Para a psicóloga Ana Lúcia , essa situação apresenta muitos conflitos: “Não é fácil enfrentar os fatos, porque é situação nos faz ficar de frente com vários sentimentos nossos, como por exemplo, rever a nossa vida desde lá de trás; o que a gente fez, o que temos feito, o que podemos fazer daqui pra frente. Essa situação faz a gente se reportar a nossa intimidade o que nos abala emocionalmente. É muito conflitante essa situação, e tem muita gente que não quer pensar nessa situação, como a mudança brusca de vida, perda, morte. Pessoas com sérios problemas financeiros devido a crise, com seus estabelecimentos fechados, sem ganhar o seu sustento, com o futuro incerto. Esse é um momento muito delicado e de reflexão e união de todos”, reforçou.

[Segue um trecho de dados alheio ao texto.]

PR #774, opened 2026-09-10
[PERF] Forward single StructuralMutate callbacks directly

tqchen:
Forward single StructuralMutate callback results directly and use bool-match/result-output dispatch for multiple callbacks. Preserve owning conversions, typed fallback, first-match behavior, and cold error-context attachment.

### DIFF
--- a/include/tvm/ffi/extra/structural_mutate.h
+++ b/include/tvm/ffi/extra/structural_mutate.h
@@ -585,8 +585,8 @@ class StructuralMutatorObj : public Object {
   }
 
   /*! \brief Keep address-taking for error decoration off the successful raw-result path. */
-  TVM_FFI_COLD_CODE TVM_FFI_NO_INLINE static TVMFFIAny AnnotateDefaultErrorRaw(
-      TVMFFIAny result, AnyView value) noexcept {
+  TVM_FFI_COLD_CODE static TVMFFIAny AnnotateDefaultErrorRaw(TVMFFIAny result,
+                                                             AnyView value) noexcept {
     details::UpdateVisitErrorContext(result, value);
     return result;
   }
@@ -1608,8 +1608,8 @@ class StructuralMutateEngine : public Parent {
 
   /*! \brief Mutate one value, handing a matched callback ownership of descent. */
   TVMFFIAny MutateImplRaw(AnyView value) noexcept {
-    if (std::optional<Expected<Any>> matched = DispatchCallbacks(value, false)) {
-      Expected<Any> result = *std::move(matched);
+    Expected<Any> result{Any()};
+    if (DispatchCallbacks(value, false, &result)) {
       if (TVM_FFI_PREDICT_FALSE(result.is_err())) {
         // Keep callback-boundary context in addition to the default-descent
         // context: a callback may return a rebuilt value, so the two nodes can differ.
@@ -1622,8 +1622,8 @@ class StructuralMutateEngine : public Parent {
 
   /*! \brief Maybe mutate one value in place, with callback-owned descent. */
   TVMFFIAny MaybeInplaceMutateImplRaw(AnyView value) noexcept {
-    if (std::optional<Expected<Any>> matched = DispatchCallbacks(value, true)) {
-      Expected<Any> result = *std::move(matched);
+    Expected<Any> result{Any()};
+    if (DispatchCallbacks(value, true, &result)) {
       if (TVM_FFI_PREDICT_FALSE(result.is_err())) {
         // Keep callback-boundary context in addition to the default-descent
         // context: a callback may return a rebuilt value, so the two nodes can differ.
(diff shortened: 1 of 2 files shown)


tqchen:
Validation at `0c9a893316fa73dcab59b4e189af6e335fac3073`: all 500 C++ tests pass with AddressSanitizer, including 28 focused structural mutation/map/result-protocol tests. The new single-versus-multi regressions cover owning match lifetimes, custom Parent behavior, returned/thrown errors, result carriers, first-match short-circuiting, typed fallback, and both mutation entries. Formatting and whitespace checks pass. The local GCC build uses `-Wno-error=redundant-move` for the existing warning in `array.h`; no unrelated source change is included.

Preliminary x86-64 benchmark, nanoseconds per visited occurrence:

| Control | Base `fb8e1024` | This change |
| --- | ---: | ---: |
| AnyView normal-hook passthrough | 14.773 | 5.806 |
| Owning Any normal-hook passthrough | 29.476 | 20.142 |
| Typed pointer normal-hook hit | 14.489 | 6.901 |
| Typed miss/default fallback | 7.621 | 6.135 |
| Direct default, error checking retained | 6.252 | 5.887 |
| Raw hook floor | 5.413 | 4.819 |

Same GCC 11.4 `-O3 -DNDEBUG -std=c++20` build flags, strong stack protection, callback source, fixture, and timing boundaries in both builds. Passthrough callbacks are explicitly inlined in both comparisons. The retained, unchanged expression fixture has 17 visited occurrences (15 unique nodes). Each cell uses ten interleaved independent processes; each process reports the median of nine 4096-traversal batches after warmup. Engine construction is timed; fixture construction and output destruction are not. The AnyView process range is 14.611–15.054 before and 5.685–6.632 after.

The AnyView vtable entry now contains the hook dispatch directly: no extra entry trampoline, callback-selection branch, matched-result stack spill, or canary frame. It retains one hot error-tag branch and forwards the raw result in registers. Both default-hook and Parent callback annotations remain on the error path. This codegen finding depends on the callback actually inlining; the specialization does not force arbitrary user callbacks to inline.

The callback is close to direct default here. Control medians also moved (raw floor −11.0%, direct default −5.8%), so the entire timing delta is not an isolated measurement of callback selection: code layout and the shared default-error helper also changed. The callback engine constructs additional map state compared with the two minimal controls. Owning Any retains its required reference management, and typed callbacks retain their type probe.

tqchen:
The test-only follow-up d0b642764eac6aefde9820d2683c3c2323b40414 addresses the clang-tidy findings: preserve the reference-count integer type and inspect read-only helper arguments by const reference. Targeted clang-tidy 21.1.1 and all 500 C++ tests with AddressSanitizer pass locally. The production header is unchanged, so the assembly and benchmark evidence above still applies.

tqchen:
The revised head `b6785df8` uses cold-only error helpers, the `AttachVisitErrorContextRaw` name, and bool-hit/result-output matching for multiple callbacks. The net test addition is one short single-callback delegation test; all pre-existing tests remain. All 497 C++ tests pass with AddressSanitizer, targeted clang-tidy 21.1.1 passes, and whitespace checks pass.

Matched GCC 11.4 `-O3 -DNDEBUG -std=c++20` measurements compare `d0b6427` with the cold-only/bool-output change `95ac35d` (before the final name-only commit):

| Control | Before ns/visit (process range) | After ns/visit (process range) |
| --- | ---: | ---: |
| Single AnyView passthrough | 5.829 (5.766–8.532) | 6.350 (6.290–6.464) |
| Multi: first AnyView hit | 14.378 (14.284–14.544) | 10.031 (9.967–10.190) |
| Multi: typed miss, then AnyView hit | 16.887 (16.788–17.029) | 10.004 (9.958–10.162) |
| Multi: all typed misses | 7.064 (5.909–7.385) | 7.002 (6.921–7.243) |
| Direct default, errors retained | 6.103 (6.086–6.166) | 6.037 (5.967–6.966) |
| Raw hook floor | 4.815 (4.794–6.274) | 4.812 (4.761–4.891) |

Ten interleaved processes per cell/build; identical explicitly inlined passthrough, 17-visit unchanged/retained fixture, and timing boundaries as above. Each process reports the median of nine 4096-traversal batches after warmup. Fresh engine construction is timed; fixture construction and result destruction are not. Controls have stable medians here, but ranges include outliers and this compares the combined revisions, not an isolated instruction cost.

At the final renamed head, single AnyView still forwards the result in registers with one hot Error check, no callback match/fallback branch, and no entry trampoline or result spill. Unlike the previous forced-noinline build, GCC inlines callback error decoration and restores a 32-byte frame plus canary. For multi-callback first-AnyView matching, the optional engaged byte and later selection/fallback disappear, but result-output stack storage and cleanup remain. Typed misses retain their required probes. Both default and callback error contexts are preserved; codegen depends on the callback actually inlining.

tlopex (approved):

Ana Cláudia Piva – Psicóloga

Para psicóloga Ana Claudia Piva são muitas as variáveis que evidenciam o comportamento da população nesse momento.“São indivíduos diferentes vivendo a mesma pandemia, entre eles estão seis tipos: o verdadeiro negacionista, o que tem dificuldade de lidar com a realidade, os ideológicos, os fortes, aqueles que se acham superiores e os religiosos.
Os que têm dificuldade em lidar com a realidade mediante os aprendizados e as experiências de vida que tiveram, esses também trarão a dificuldade para a pandemia para não enxergar os riscos e se encostar diante da situação; Já o ideológico idealiza uma verdade e adota uma causa fazendo do fato a sua verdade tentando convencer os outros da mesma, influenciando às vezes a mesma conduta. Os fortes vão em busca da luta independente do risco que correm, não absorvem as orientações dos órgãos de saúde, dos governantes, mas sem a negação. Os superiores tratam a questão como que nada acontecerá com eles e nada os abalarão, vai acontecer com o outro e jamais com ele. E os religiosos que deixam tudo para Deus, ou melhor, seja o que Deus quiser. Cada um vai ter a sua justificativa de acordo com a sua personalidade e dificuldade em encarar os fatos. Outro fator é a descrença nas autoridades, a maioria não mais acredita nas imposições governamentais por acharem que tudo trata – se de um ato politico, pelas informações recebidas diariamente; um verdadeiro bombardeio cerebral.

“A COVID ESTA NO MUNDO E É PARA TODOS, PORTANTO EU NEGO A ACEITÁ – LA , PENSA O NEGACIONISTA. VAI PEGAR EM TODOS MENOS EM MIM”


A verdade é que para ficar em pé e enfrentar a situação de forma menos conflitante, cada um vem exercendo um comportamento a sua maneira, resposta essa para esse descontrole e tamanho desafio contra um virus forte, potente e capaz de provocar grandes estragos;O momento é propicio para repensar nas atitudes para a proteção de sí mesmo e do próximo com responsabilidade, deixando de lado o egoismo as defesas individuais.